Telefonica acquires 5% Pearson stake
SHARES IN Pearson rose more than 6 per cent in a sharply falling stock market yesterday, after the media group announced it was unscrambling its cross-shareholding arrangements with Lazards, the investment bank, for pounds 410m and broadening its alliance with Telefonica, the Spanish telecommunications group.
Pearson will sell its 50 per cent stake in Lazard Partners which owns the Lazard Brothers business in London and stakes of 7.6 per cent and 8 per cent respectively in Lazard Freres in New York and Paris to Gaz et Eau, a French quoted holding company controlled by the Lazards' chairman Michel David-Weill.

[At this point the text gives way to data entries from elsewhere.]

PR #1223, opened 2023-08-20
CORE-16318 - API changes to support state manager

conal-smith:
The following [design](https://github.com/corda/platform-eng-design/blob/8cc7b58d8d38cf54da2030e51e5b04c7ed2c62ea/core/corda-5/corda-5.0/flow-worker/state-manager.md) describes the state manager.

This set of changes facilitates these [runtime-os](https://github.com/corda/corda-runtime-os/pull/4501) changes. Most of these changes relate to https://r3-cev.atlassian.net/browse/CORE-16318.

- State manager config will be presented to workers via boot config on the command line. 
- Defined a state-manager config schema that is polymorphic, if stateManagerType is DATABASE it holds database config. In future "REDIS" can provide its own config file.
- Defined the state-manager database schema migration files. This sets up `state` table with some column types depending on the database being postgres or hsqldb.
- A few other corda-api state manager related changes.


data/state-manager-schema/src/main/resources/net/corda/statemanager/database/migration/state-manager-migration-v1.0.xml
```diff
@@ -0,0 +1,17 @@
+<?xml version="1.1" encoding="UTF-8" standalone="no"?>
```
conalsmith-r3, line 1: todo ; will remove the separate state manager schema

data/config-schema/src/main/resources/net/corda/schema/configuration/stateManager/1.0/corda.stateManager.json
```diff
@@ -0,0 +1,41 @@
+{
+  "$schema": "https://json-schema.org/draft/2019-09/schema",
+  "$id": "https://corda.r3.com/net/corda/schema/configuration/messaging/1.0/corda.stateManager.json",
+  "title": "Corda State Manager Configuration Schema",
+  "description": "Configuration schema for the state manager section.",
+  "type": "object",
```
JamesHR3: Think this might be more like a section under messaging rather than a new section.

data/db-schema/src/main/resources/net/corda/db/schema/statemanager/migration/state-manager-migration-v1.0.xml
```diff
@@ -0,0 +1,35 @@
...
+    <property name="json.column.type" value="CLOB" dbms="hsqldb"/>
+    <property name="state.column.type" value="binary" dbms="hsqldb"/>
+
+    <changeSet author="R3.Corda" id="state-manager-migration-v1.0">
+        <createTable tableName="state">
+            <column name="key" type="varchar(255)">
+                <constraints nullable="false"/>
+            </column>
+            <column name="state" type="${state.column.type}">
+                <constraints nullable="false"/>
```
sprintengine, line 21: May need to double check this, but when we complete a flow, we null the state, we'll have to now delete the key  from state storage if we can't null the state (probably a better thing anyway)

conal-smith (commented):
Lgtm

jujoramos:
State manager configurations settings have been moved to https://github.com/corda/corda-api/pull/1240.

At the same time, Telefonica, which already owns 20 per cent of Pearson's Spanish publishing house Recoletos, is to buy five of the eight per cent stake Lazard holds indirectly in Pearson through the same holding company, Gaz et Eau. As well as pounds 410m in cash Pearson will receive a dividend of pounds 15m on completion of the sale. Pearson also plans to buy out Telefonica's 20 per cent stake in Recoletos, publisher of Expansion, Spain's leading business publication.
John Makinson, the finance director, said the group has high hopes for the relationship with Telefonica, which as well as being the dominant phone company in Spain and large swathes of Latin America, owns stakes in terrestrial and cable television stations including Spain's Antena Tre and Via Digital, where Recoletos is also a shareholder.
Pearson is particularly attracted, he said, by the prospects for jointly growing Internet businesses in the Spanish and Portuguese-speaking world, including the Hispanic market in the US. "Telefonica's Internet site is the biggest in the Spanish language. They are also interested in telecommunications and education, as are we."
The ending of the ties between Pearson and Lazards after 80 years had long been expected. Marjorie Scardino, the Pearson chief executive who has been selling off non core business, had made little secret of her intention to dissolve the partnership when a suitable opportunity arose.
That occurred in the wake of the decision earlier this month by the Lazard houses to simplify the complex ownership structure and bring the New York, Paris and London houses under one roof.